When multiple photons arrive within the same channel they are recorded as having the same arrival time. The time resolution of the MCS measurement is determined by the time width of the channels in the sweep. Time resolution can be increased by adding more channels, which is typically limited to a maximum time resolution due to constraints on the electronics. This lack of temporal resolution makes MCS unsuitable for photoluminescent decays with lifetimes under 100 ns such as fluorescent emitters, but it is ideal for phosphorescent emitters.
MCS Decay Example
An example of a single exponential phosphorescent decay acquired using MCS is shown in Figure 3. The data has been tail fitted from the peak of the decay to the baseline to give a single 119 µs lifetime component.
Figure 3. Phosphorescence decay of a Europium complex (blue), the single exponential tail fit (red), and the residuals of this fit (grey). Measured on an FS5 Spectrofluorometer using a Xenon microsecond flashlamp for excitation.
Can You Separate Fluorescence and Phosphorescence?
Samples may exhibit short, fluorescent decays and longer phosphorescent decays. Both cannot be recorded in high resolution simultaneously, but MCS may be used to isolate the phosphorescent components by using time gating. Time gating removes the fluorescent components from the histogram by switching off the detector at earlier arrival times, effectively blinding the detector to these photons.

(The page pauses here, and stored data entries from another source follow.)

PR #328, opened 2021-05-30
Report multiple match details for matches

wagoodman:
To accommodate CPE matching, where multiple CPEs may be used for a search input, the match object now displays multiple match details. 

Summary of changes:
- matchDetails now is an array, allowing for multiple details to be attached to one match. This is important for CPE matching only (for now), not distro matching.
- Version extracted from the search CPE is used in CPE searches, the package version is only used when there is no version in the given CPE
- multiple matchDetail records are merged together if they result in the same MatchedOn result and have the same SearchedBy.Namespace
- `MatchedOn.Namespace` has been moved to `SearchedBy.Namespace`, an oversight from a previous PR.

### DIFF
--- a/grype/match/match.go
+++ b/grype/match/match.go
@@ -2,6 +2,7 @@ package match
 
 import (
 	"fmt"
+	"strings"
 
 	"github.com/anchore/grype/grype/pkg"
 	"github.com/anchore/grype/grype/vulnerability"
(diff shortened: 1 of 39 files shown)


grype/match/match.go
```diff
@@ -10,20 +11,41 @@ import (
...
+
+type Details struct {
+	SearchedBy interface{} // The specific attributes that were used to search (other than package name and version) --this indicates "how" the match was made.
+	MatchedOn  interface{} // The specific attributes on the vulnerability object that were matched with --this indicates "what" was matched on / within.
+	Matcher    MatcherType // The matcher object that discovered the match.
+	Confidence float64     // The certainty of the match as a ratio (currently unused, reserved for future use).
+}
+
+type Fingerprint struct {
+	VulnerabilityID        string
```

Time Correlated Single Photon Counting vs Multichannel Scaling
An alternative approach to recording photoluminescence decays is the more common time-correlated single photon counting (TCSPC) technique. The key difference between TCSPC and MCS is that in TCSPC only a maximum of one emitted photon can be detected per excitation pulse, while MCS can detect multiple photons per excitation pulse.

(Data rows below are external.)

PR #330, opened 2021-06-02
Correct validate-grype-test-target check

wagoodman:
Currently the check will always fail, this PR splits the check and the grep command to get the data into separate lines and ensures the if condition is always using bash (some systems may default to sh).


Btodhunter (approved):
lgtm!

In TCSPC the emission count rate must stay below 5% of the laser repetition rate to reduce the probability of multiple emitted photons arriving at the detector and being missed. If higher count rates are used, pulse pile-up occurs, which causes the recorded decay to be skewed to a shorter decay time.1–3 This is shown in Figure 4, where only two STOP signals are recorded for 6 excitations of the sample.

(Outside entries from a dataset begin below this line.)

PR #331, opened 2021-06-02
Fix RPM epoch comparison logic

wagoodman:
This PR incorporates the changes from https://github.com/anchore/syft/pull/427 but additionally ensures that when comparing two RPM versions, [if an epoch is not provided then it is assumed to be 0](https://github.com/rpm-software-management/rpm/issues/450) (a change from previous behavior, where the epoch was ignored entirely if missing from one of the versions being compared).

Note: until the syft PR is merged and incorporated here PR checks will continue to fail

Related to https://github.com/anchore/syft/issues/408


grype/pkg/package_test.go
```diff
@@ -226,3 +226,10 @@ func TestNew_MetadataExtraction(t *testing.T) {
 		)
 	}
 }
+
+func intRef(i ...int) *int {
```
luhring, line 230: Same comment as Syft PR

luhring (changes requested):
One small request stemming from the corresponding Syft PR. Other than that looks great

luhring (approved):

grype/version/rpm_version.go
```diff
@@ -11,24 +11,26 @@ import (
...
 }
 
 func newRpmVersion(raw string) (rpmVersion, error) {
-	fields := strings.SplitN(raw, ":", 2)
-
-	var epoch *int
+	var fields = strings.SplitN(raw, ":", 2)
+	var err error
+	// when the epoch is not included, should be considered to be 0 during comparisons
+	// see https://github.com/rpm-software-management/rpm/issues/450
```
alfredodeza, line 23: wow  what a find

alfredodeza (approved):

Figure 4. TCSPC method where a pulsed laser starts the counting, and a single detected photon acts as the stop signal.
When measuring short fluorescence lifetimes TCSPC acquisition times are quick as high repetition rate MHz lasers can be used to record millions of photons of the decay within seconds despite this 5% limit. However, it becomes increasingly slow for measuring longer lifetimes as the laser repetition rate must be decreased. Phosphorescence emitters with lifetimes in the hundreds of microseconds to milliseconds would take hours or even days to acquire using TCSPC.
Because MCS can record multiple photons per excitation cycle, the acquisition time is much lower than in TCSPC, especially when measuring long lifetime decays. The downside of MCS is that it has reduced temporal resolution compared to TCSPC. MCS is therefore the optimum technique for measuring longer-lifetime phosphorescent samples where the femtosecond time resolution of TCSPC is not required, and the higher acquisition speed of MCS is a clear advantage.
Table 1. Comparison of TCSPC and MCS.
| Method | Photoluminescence | Recorded Lifetimes | Resolution | Repetition Rates |
|---|---|---|---|---|
| TCSPC | Fluorescence | ps, ns | Higher | Higher |
| MCS | Phosphorescence | µs, ms, s | Lower | Lower |
References
1 W. (Wolfgang) Becker, Advanced time-correlated single photon counting techniques, Springer, 2005.
2 W. Becker, The bh TCSPC Handbook, 8th edn., 2019.
3 J. R. Lakowicz, Principles of Fluorescence Spectroscopy Third Edition, 2010.